0 votes Thank Flag Link Wed Oct 20, 2010
We are a third party and we negotiate the short sales for agents--and we do it well. I think it is only logical for a agent to hire a third party to do the negotiations. Who wants to do all the paperwork, stay on the phone with the banks, and stay on top of everything, for the same commission as a regular sale. Short Sale Docta is at no cost to the realtor and we do all the dealing with the bank. We do this everyday, so it goes smoother, faster, and's a no-brainer....why wouldn't an agent sub this out?? For more information, call or visit at
0 votes Thank Flag Link Wed Oct 20, 2010
I WISH I could find a good company that does what they say they are going to do. I too have used 2 different Short Sale Negotiators who promised the world to get the business, but fall horribly short in follow through.

The first would never put anything in writing; I had to constantly call them to get an update and was treated as though I had a lot of nerve to be asking them for a status report. This from a well known name in real estate so I felt they would know what to do. Did not work out.

The second was a firm that was recommended and had an attorney on staff - or so I thought. Some of the issues that came up made it clear they were not comfortable with their legal status either. I ended up closing 2 of the 3 I attempted to run through them. They were very good at written online communication on the first and second deal but started to fall apart on the 3rd.

During this "Training Period" above and since I have taken many short sale classes and am now doing them myself.

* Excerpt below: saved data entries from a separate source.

PR #700, opened 2019-10-05
Added export classes for canvas calendar

SourceCipher:
I have noticed that these classes were never exported and I could not import them in typescript. After adding these 2 lines it was working very well. We had big data to display and with the svg canvas it was very laggy. As soon as I exported these 2 classes, calendar was displayed in canvas and the response speed was amazing!


plouc:
Thank you for your contribution @SourceCipher!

I would rather NOT do the negotiations myself but until all the legal issues are ironed out about who pays the negotiation fees, who is represented if they pay the fee, and who is allowed to pay the fees I will keep doing them myself. I just pray the length of time the bank has to respond will get shorter so we can do the work we really need to do without the excess paperwork and phone tag babysitting we are caught up in now.
Web Reference:
0 votes Thank Flag Link Wed Oct 20, 2010
Most good agents have personality traits that make them unsuited for the details and frustrations involved in the negotiation of short sales, and are better served financially by doing what they ARE good at, and that is more sales, leaving short sale negotiation to experienced experts.
Additionally, good short sale negotiators with some time in the saddle have valuable contacts formed over years of working with the lenders. These are critical.
In a recent short sale, had a lawyer firm and a short sale negotiator with 9 years of experience on our side. We negotiated a price at 88% of fair market value (FMV), at least based on the Broker Price Opinion's estimate of FMV.
This left us with enough "slack" for our buyer to pay $150,000 of the seller's back IRS and CA taxes, the short sale negotiation fees, and unpaid HOA fees (all of which would have remained a seller liability after foreclosure).
In the end, the total price to the buyer was $1, 430,000, still $70,000 under FMV of $1.5MM.
I doubt that the typical agent would have been able to handle this without experienced help.
I certainly don't have 9 years of experience with short sales, and neither did the cooperating agent.
I think ALL our clients were well-served by having experienced experts handling this part of the negotiations.
0 votes Thank Flag Link Tue Oct 19, 2010
On two occasions, I tried two different negotiators.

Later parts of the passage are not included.